### PROBLEM REQUIREMENTS
Gather each line of the entries below that includes "predicate".

### PROVIDED RECORDS
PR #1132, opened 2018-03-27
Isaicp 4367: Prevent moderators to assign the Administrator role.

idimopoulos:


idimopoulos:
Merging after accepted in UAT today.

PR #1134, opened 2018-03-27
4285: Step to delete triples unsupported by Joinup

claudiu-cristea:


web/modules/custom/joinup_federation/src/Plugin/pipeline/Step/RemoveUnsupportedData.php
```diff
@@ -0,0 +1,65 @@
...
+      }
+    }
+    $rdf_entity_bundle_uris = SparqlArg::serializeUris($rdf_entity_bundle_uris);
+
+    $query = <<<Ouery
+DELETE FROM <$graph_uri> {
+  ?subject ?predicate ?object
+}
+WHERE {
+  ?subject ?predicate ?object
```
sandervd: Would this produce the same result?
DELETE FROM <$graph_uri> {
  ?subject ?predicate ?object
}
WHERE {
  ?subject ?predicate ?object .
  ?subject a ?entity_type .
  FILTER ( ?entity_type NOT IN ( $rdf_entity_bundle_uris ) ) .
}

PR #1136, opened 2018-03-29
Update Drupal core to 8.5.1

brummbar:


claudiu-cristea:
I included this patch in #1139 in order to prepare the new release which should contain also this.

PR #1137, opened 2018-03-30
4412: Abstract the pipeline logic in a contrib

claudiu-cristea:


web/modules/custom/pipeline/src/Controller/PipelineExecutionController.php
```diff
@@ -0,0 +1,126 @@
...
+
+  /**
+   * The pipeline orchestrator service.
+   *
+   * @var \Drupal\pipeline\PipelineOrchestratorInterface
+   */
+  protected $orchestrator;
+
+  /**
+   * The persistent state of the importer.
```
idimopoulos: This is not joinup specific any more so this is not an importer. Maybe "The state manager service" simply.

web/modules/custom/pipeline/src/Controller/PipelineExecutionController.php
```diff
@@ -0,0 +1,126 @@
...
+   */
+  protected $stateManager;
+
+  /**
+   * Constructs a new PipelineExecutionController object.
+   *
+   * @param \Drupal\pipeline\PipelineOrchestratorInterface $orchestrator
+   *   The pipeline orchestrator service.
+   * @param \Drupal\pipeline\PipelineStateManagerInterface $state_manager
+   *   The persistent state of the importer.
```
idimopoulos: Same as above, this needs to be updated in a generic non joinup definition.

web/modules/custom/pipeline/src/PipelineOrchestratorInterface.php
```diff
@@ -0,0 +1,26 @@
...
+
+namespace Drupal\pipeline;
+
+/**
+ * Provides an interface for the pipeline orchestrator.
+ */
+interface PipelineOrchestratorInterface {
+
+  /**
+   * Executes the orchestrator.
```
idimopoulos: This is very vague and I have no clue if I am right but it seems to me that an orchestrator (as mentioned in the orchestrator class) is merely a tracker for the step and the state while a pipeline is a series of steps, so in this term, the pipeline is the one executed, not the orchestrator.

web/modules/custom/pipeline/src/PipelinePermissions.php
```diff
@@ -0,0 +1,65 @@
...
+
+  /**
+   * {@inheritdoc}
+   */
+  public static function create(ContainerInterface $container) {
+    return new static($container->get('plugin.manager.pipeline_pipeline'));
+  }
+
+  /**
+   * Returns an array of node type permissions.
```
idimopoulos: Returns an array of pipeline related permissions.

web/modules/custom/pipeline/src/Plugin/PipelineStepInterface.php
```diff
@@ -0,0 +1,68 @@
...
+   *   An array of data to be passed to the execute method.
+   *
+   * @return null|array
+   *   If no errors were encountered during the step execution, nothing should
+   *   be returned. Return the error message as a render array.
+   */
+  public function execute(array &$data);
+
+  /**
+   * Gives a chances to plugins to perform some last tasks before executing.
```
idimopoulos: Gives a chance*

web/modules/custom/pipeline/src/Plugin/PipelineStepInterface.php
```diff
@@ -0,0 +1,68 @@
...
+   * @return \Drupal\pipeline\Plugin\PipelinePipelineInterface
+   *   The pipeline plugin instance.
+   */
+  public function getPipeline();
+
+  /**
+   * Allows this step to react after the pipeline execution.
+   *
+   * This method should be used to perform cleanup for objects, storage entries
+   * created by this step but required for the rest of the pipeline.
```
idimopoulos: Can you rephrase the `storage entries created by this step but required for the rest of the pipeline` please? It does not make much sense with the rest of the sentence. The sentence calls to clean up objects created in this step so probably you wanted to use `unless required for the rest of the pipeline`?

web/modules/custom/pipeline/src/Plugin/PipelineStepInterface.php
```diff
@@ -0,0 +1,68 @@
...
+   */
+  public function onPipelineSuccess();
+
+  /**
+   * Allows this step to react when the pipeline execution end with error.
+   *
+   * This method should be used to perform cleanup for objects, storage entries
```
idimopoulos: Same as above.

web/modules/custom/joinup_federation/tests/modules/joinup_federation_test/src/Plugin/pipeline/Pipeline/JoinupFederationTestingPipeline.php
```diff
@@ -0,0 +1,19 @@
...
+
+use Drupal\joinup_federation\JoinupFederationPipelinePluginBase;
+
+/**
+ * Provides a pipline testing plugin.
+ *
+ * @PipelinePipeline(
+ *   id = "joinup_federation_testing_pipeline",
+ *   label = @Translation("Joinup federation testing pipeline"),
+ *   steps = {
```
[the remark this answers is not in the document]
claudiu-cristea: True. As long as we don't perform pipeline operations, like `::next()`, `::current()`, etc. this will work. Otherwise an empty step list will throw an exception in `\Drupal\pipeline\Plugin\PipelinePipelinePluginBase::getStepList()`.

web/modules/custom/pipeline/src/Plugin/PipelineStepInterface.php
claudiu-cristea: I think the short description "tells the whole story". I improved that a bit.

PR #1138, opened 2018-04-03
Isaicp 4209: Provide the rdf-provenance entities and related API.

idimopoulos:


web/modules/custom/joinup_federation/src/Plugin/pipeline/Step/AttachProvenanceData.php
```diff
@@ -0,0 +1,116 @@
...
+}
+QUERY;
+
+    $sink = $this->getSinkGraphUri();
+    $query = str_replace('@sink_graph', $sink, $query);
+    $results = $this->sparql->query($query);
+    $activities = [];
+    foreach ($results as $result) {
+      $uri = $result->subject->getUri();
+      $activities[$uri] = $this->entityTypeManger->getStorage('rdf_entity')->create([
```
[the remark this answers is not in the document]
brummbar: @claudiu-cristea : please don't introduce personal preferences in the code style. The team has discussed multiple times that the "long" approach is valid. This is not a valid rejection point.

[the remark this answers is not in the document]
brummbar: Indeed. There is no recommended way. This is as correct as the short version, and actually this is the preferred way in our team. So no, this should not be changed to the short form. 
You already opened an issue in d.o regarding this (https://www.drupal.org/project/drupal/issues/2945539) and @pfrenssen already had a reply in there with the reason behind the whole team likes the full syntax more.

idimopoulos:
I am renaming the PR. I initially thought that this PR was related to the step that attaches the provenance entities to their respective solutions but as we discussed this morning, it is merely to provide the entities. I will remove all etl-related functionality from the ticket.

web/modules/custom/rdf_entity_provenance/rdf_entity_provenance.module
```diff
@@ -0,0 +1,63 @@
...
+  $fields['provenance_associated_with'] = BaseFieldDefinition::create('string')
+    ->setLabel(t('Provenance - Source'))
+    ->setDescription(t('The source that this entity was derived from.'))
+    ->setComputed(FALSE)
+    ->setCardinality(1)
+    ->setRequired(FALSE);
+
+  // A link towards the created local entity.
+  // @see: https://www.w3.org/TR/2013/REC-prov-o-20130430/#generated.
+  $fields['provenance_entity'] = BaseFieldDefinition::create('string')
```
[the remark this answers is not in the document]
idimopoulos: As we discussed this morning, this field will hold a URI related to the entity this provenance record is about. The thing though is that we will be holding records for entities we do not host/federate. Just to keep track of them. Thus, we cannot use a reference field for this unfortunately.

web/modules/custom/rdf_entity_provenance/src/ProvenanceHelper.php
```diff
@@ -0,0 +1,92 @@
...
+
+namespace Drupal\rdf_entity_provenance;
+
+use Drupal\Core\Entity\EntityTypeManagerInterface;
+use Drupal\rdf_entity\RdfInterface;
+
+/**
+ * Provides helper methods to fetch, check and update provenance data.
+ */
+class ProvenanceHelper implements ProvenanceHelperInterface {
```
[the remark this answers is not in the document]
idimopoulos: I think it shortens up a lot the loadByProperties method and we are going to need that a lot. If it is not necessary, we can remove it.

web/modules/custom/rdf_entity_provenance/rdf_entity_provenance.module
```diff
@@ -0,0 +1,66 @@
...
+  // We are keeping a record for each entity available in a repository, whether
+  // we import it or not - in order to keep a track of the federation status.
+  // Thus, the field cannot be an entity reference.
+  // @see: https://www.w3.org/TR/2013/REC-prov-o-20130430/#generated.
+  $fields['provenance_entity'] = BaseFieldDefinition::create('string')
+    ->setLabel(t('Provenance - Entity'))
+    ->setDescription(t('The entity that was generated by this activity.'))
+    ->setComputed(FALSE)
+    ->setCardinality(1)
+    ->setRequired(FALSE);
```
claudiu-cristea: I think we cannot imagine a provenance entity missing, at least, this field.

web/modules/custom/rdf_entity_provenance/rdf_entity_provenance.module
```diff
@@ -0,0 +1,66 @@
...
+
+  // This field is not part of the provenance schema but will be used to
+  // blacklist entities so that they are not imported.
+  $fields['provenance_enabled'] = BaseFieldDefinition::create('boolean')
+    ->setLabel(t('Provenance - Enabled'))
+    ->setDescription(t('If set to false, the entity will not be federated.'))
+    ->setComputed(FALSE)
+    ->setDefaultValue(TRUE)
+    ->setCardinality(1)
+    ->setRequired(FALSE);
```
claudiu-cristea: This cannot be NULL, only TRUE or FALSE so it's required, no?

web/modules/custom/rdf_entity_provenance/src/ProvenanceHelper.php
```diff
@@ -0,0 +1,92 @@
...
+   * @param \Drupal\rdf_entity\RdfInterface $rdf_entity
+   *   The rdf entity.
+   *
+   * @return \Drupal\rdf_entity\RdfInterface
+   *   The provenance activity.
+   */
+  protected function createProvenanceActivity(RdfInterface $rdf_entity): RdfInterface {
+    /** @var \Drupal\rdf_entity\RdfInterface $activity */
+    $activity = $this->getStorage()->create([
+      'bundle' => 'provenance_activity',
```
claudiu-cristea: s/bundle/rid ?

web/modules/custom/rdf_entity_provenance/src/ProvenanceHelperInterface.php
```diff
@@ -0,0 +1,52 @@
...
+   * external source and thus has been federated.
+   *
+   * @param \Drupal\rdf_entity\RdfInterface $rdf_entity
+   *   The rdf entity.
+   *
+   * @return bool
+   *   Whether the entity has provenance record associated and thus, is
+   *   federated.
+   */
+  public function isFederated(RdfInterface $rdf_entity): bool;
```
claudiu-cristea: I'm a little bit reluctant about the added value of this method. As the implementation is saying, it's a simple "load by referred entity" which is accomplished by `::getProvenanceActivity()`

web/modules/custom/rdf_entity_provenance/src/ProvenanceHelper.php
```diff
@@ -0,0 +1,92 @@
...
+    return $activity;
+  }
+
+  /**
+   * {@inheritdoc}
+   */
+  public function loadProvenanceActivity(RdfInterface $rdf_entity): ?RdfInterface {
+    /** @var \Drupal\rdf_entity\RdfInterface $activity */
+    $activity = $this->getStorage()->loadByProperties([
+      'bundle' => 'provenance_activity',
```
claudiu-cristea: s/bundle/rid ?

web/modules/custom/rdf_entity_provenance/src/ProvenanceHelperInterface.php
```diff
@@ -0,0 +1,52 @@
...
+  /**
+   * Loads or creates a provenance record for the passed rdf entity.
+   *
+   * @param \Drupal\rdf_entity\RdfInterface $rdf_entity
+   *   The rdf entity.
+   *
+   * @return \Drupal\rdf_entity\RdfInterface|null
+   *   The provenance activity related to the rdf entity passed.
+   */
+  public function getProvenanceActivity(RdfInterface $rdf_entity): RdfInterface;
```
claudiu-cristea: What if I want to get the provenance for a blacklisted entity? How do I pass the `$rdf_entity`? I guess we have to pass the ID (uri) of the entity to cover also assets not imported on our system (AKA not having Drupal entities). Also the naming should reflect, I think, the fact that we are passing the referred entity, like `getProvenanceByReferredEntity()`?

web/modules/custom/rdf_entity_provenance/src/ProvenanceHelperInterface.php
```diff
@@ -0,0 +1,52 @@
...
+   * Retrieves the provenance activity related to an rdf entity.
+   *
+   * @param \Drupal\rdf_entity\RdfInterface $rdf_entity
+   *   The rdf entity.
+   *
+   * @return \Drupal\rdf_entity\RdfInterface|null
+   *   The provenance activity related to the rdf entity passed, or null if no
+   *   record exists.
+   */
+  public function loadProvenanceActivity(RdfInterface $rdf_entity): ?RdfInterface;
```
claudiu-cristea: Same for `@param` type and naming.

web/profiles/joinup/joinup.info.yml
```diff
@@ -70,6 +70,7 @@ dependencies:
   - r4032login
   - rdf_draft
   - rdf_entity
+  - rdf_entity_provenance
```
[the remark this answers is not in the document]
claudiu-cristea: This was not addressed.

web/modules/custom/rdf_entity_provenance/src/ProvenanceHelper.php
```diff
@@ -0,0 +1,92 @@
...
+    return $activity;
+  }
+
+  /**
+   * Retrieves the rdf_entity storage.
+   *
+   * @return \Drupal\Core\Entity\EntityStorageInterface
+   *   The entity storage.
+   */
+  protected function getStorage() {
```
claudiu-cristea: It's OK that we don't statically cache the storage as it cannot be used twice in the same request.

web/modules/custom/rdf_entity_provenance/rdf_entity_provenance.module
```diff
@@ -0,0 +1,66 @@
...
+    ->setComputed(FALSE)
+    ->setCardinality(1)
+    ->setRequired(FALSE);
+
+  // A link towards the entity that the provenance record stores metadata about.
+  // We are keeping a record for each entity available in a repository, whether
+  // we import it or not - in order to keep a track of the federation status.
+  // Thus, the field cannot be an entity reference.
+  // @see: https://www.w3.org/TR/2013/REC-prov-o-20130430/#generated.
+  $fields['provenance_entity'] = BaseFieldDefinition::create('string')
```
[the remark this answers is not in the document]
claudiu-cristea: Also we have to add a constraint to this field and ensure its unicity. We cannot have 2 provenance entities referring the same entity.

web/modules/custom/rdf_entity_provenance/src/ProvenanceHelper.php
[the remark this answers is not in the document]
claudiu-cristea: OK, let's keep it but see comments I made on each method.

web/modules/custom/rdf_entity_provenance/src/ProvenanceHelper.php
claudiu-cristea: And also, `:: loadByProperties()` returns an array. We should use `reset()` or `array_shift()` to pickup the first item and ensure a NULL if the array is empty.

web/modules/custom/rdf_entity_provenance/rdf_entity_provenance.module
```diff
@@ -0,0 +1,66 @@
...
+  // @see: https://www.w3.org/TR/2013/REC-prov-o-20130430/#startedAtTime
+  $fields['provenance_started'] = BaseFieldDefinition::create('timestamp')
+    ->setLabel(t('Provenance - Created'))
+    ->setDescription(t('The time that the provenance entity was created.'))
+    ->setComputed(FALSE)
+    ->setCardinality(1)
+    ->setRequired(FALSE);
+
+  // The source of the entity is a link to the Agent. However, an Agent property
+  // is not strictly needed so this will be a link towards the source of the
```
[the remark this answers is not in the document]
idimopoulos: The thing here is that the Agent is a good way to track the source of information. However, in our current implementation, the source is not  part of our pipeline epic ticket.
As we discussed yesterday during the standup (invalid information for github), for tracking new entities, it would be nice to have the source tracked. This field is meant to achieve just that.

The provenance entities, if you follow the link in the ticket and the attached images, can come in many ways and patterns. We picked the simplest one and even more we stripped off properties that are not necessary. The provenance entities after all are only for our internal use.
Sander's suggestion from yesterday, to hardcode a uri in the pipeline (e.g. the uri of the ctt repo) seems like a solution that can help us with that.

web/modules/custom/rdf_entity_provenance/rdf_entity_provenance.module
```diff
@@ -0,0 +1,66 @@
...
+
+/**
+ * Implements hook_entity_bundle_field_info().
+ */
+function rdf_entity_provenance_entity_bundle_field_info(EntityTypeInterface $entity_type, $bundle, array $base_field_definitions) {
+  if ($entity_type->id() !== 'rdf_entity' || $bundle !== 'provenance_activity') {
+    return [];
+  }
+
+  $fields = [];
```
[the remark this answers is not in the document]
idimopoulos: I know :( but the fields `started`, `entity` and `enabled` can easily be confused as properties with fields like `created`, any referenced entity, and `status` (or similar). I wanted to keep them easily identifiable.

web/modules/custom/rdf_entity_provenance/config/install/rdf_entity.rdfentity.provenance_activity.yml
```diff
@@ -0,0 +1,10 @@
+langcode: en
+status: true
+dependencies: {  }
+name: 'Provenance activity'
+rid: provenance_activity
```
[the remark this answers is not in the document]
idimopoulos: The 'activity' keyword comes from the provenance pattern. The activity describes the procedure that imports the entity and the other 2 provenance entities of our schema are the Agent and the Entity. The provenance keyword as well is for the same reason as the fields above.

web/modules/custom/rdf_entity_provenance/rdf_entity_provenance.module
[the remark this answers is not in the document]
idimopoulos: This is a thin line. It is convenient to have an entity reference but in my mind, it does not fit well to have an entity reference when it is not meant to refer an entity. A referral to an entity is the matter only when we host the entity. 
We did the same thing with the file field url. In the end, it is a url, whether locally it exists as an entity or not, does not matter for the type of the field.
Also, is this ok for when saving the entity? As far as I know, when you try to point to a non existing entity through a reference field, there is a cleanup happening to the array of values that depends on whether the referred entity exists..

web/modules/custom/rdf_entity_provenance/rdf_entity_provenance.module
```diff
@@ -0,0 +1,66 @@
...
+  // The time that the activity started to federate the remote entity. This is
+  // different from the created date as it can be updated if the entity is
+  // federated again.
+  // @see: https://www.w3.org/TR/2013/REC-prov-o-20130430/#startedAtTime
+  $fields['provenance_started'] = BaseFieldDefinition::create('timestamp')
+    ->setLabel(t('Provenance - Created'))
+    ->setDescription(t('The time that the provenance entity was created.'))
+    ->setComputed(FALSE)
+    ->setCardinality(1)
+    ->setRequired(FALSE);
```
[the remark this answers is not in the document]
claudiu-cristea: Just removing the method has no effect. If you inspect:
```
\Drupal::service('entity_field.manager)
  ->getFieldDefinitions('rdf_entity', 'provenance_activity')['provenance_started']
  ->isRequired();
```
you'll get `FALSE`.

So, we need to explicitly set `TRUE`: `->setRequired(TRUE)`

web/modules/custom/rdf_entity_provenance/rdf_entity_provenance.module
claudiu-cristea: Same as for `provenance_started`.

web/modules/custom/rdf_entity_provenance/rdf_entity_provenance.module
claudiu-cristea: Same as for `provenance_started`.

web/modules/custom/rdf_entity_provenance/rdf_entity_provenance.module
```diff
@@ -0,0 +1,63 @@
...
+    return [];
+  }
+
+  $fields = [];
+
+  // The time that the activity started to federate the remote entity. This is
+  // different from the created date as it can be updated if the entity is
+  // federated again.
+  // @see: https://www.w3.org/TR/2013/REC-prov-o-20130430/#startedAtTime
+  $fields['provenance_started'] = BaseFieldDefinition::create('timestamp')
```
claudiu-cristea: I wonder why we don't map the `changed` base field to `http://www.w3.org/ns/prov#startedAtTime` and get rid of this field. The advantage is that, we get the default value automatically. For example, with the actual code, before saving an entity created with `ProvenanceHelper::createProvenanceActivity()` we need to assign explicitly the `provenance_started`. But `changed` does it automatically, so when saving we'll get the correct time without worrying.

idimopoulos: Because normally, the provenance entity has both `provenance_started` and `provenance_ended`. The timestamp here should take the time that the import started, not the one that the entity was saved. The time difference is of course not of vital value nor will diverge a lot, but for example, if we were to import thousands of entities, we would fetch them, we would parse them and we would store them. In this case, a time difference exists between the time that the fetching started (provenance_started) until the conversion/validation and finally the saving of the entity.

### EXERCISE ANSWER
+  ?subject ?predicate ?object
+  ?subject ?predicate ?object
  ?subject ?predicate ?object
  ?subject ?predicate ?object .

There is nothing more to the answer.